Exercise prompt
In the data below, find every line that has the string "supported", and copy it.

Stored dataset items
[Start of Attachment]

PR #261, opened 2019-02-06
APS spider: use LastRunStore spider

vbalbp:

### DIFF
--- a/hepcrawl/spiders/aps_spider.py
+++ b/hepcrawl/spiders/aps_spider.py
@@ -14,13 +14,14 @@ from __future__ import absolute_import, division, print_function
 import json
 import link_header
 
+from datetime import datetime
 from furl import furl
-
 from scrapy import Request
 
 from inspire_utils.record import get_value
 
 from . import StatefulSpider
+from .common.lastrunstore_spider import LastRunStoreSpider
 from ..items import HEPRecord
 from ..loaders import HEPLoader
 from ..parsers import JatsParser
@@ -32,7 +33,7 @@ from ..utils import (
 )
 
 
-class APSSpider(StatefulSpider):
+class APSSpider(LastRunStoreSpider):
     """APS crawler.
 
     Uses the APS REST API v2.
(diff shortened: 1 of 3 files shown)


hepcrawl/spiders/aps_spider.py
```diff
@@ -199,3 +213,6 @@ def _get_authors_and_collab(self, article):
 
     def _file_name_from_url(self, url):
         return "{}.xml".format(url[url.rfind('/') + 1:])
+
+    def make_file_fingerprint(self, set_):
+        return u'metadataPrefix={}&set={}'.format(self.format, set_)
```
michamos: where is the `format` coming from? do you really need that part? it seems OAI-PMH specific. Are you sure this really works?

hepcrawl/spiders/aps_spider.py
```diff
@@ -41,43 +42,48 @@ class APSSpider(StatefulSpider):
     Example:
         Using the APS spider::
 
-            $ scrapy crawl APS -a 'from_date=2016-05-01' -a 'until_date=2016-05-15' -a 'set=openaccess'
+            $ scrapy crawl APS -a 'from_date=2016-05-01' -a 'until_date=2016-05-15' -a 'sets=openaccess'
 
     .. _See documentation here:
         http://harvest.aps.org/docs/harvest-api#endpoints
+
+    Journals are not supported as a parameter anymore for APS Spider
```
michamos:
```
Note:
    Selecting specific journals is not supported for technical reasons as it's incompatible with the way the last run time is stored.
```

hepcrawl/spiders/aps_spider.py
```diff
@@ -41,43 +42,47 @@ class APSSpider(StatefulSpider):
...
+    @property
+    def url(self):
+        params = {
+            'sets': self.set,
+            'from_date': self.from_date or self.resume_from(set_=self._set),
+            'until_date': self.until_date,
+            'per_page': self.per_page,
+            'date': self.date
+        }
+        return furl(APSSpider.aps_base_url).add(params).url
```
michamos: are the `None` checks that were done previously useless?

vbalbp: I tried it out and it does matter, so changing it back to the old way with the checks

[End of Attachment]

Solution to this exercise
+    Journals are not supported as a parameter anymore for APS Spider
    Selecting specific journals is not supported for technical reasons as it's incompatible with the way the last run time is stored.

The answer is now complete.